The ruthless bombardment they unleashed in pursuit of this goal is reflected in the type and extent of injuries treated at the Sloviansk clinic, said Svitlana Druzenko, pediatric trauma specialist and director of the all-volunteer mobile hospital. of Priogov, who treated victims of chemical poisoning. .
She spent the first month of the war evacuating the wounded from the front lines near the capital. “In Kyiv and the Kyiv region, we haven’t seen as many wounded soldiers as here,” she said. “Here, we also see much more serious injuries: arms and legs torn off, or we have to have an amputation, and we have a lot of head trauma. The main injuries here are from explosions. Near Kyiv we also saw more gunshot wounds.
Every day, they pick up wounded on the front lines or civilians in bombed houses, stabilize them and send them to safer hospitals. They know they are targets because the Ukrainian government says more than 500 health centers have been hit.
Their ambulances have been bombed – they are raising funds for armored vehicles – they have been tracked by Russian planes, and the towns where they are based have been repeatedly hit.
Some of the Western weapons that Ukraine hopes will turn the tide of the war have started arriving on the battlefield, including M777 guns, stingers and other anti-tank javelins, Haidai said.
The head of a National Guard unit helping to protect medics this week showed the remains of a Russian Orlan drone he was sending to kyiv for analysis. His fighters had shot down the plane, which cost around $100,000 (£82,000), with an American missile, he said.
The influx of weapons was still not enough, Haidai said, but he hoped the shipments would speed up and he was pleased with the Ukrainian military’s continued skill in outmaneuvering Russia when artillery did not hold back the troops.

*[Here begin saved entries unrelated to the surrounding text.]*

PR #2589, opened 2022-10-18
fix: Schema name conflict errors

calvincestari:
PR 2 of 3 for #2546

This PR ensures that the user-given schema name:
- does not conflict with any of the generated file/type names by disallowing the schema name to match any of the schema referenced types
- does not conflict with any of the generation selection set names by disallowing a schema name matching any entity field name and any pluralized version of an entity list name
- these checks are done during the compilation stage because that is where the code still has access to the schema and can check field definition types
- ValidationRule checks have been reduced to only reserved words


Tests/ApolloCodegenTests/ApolloCodegenTests.swift
```diff
@@ -1912,8 +1914,172 @@ class ApolloCodegenTests: XCTestCase {
     ), rootURL: nil)
 
     // then
-    expect(try ApolloCodegen.validate(config: configContext))
+    expect(try ApolloCodegen.validate(config: configContext, compilationResult: .mock()))
       .to(throwError(ApolloCodegen.Error.inputSearchPathInvalid(path: "schema/*.")))
   }
 
+  // MARK: Validation Tests (conflicting schema name)
```
calvincestari, line 1921: @AnthonyMDev these tests do the job but they rely on knowing the implementation detail of how we name the generated files, i.e.: there is currently no test for mutations because we append "Mutation" or "Local CacheMutation" to the filename.

I wonder if these tests might be better suited to going in the file generators?

Sources/ApolloCodegenLib/ApolloCodegen.swift
```diff
@@ -24,6 +25,8 @@ public class ApolloCodegen {
         return "Schema Types must be generated with module type 'swiftPackageManager' to generate a swift package for test mocks."
       case let .inputSearchPathInvalid(path):
         return "Input search path '\(path)' is invalid. Input search paths must include a file extension component. (eg. '.graphql')"
+      case let .schemaNameConflict(name):
+        return "Schema name \(name) conflicts with a GraphQL schema type. Please choose a difference schema name."
```
AnthonyMDev, line 29:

Last week, Russia made two attempts to build a pontoon bridge to transport tanks and weapons in preparation for the siege of Severodonetsk. It was first bombed by the Ukraine, which resulted in significant loss of arms and lives, then the Russian engineers started again in the same place.
“What’s interesting about this bridge are the Russian tactics: they built it, tried to bring in the weapons, we got them, and they rebuilt it and we got them,” he said. he declared. “It shows that they are trying to win not with military intelligence, but with sheer strength in numbers.”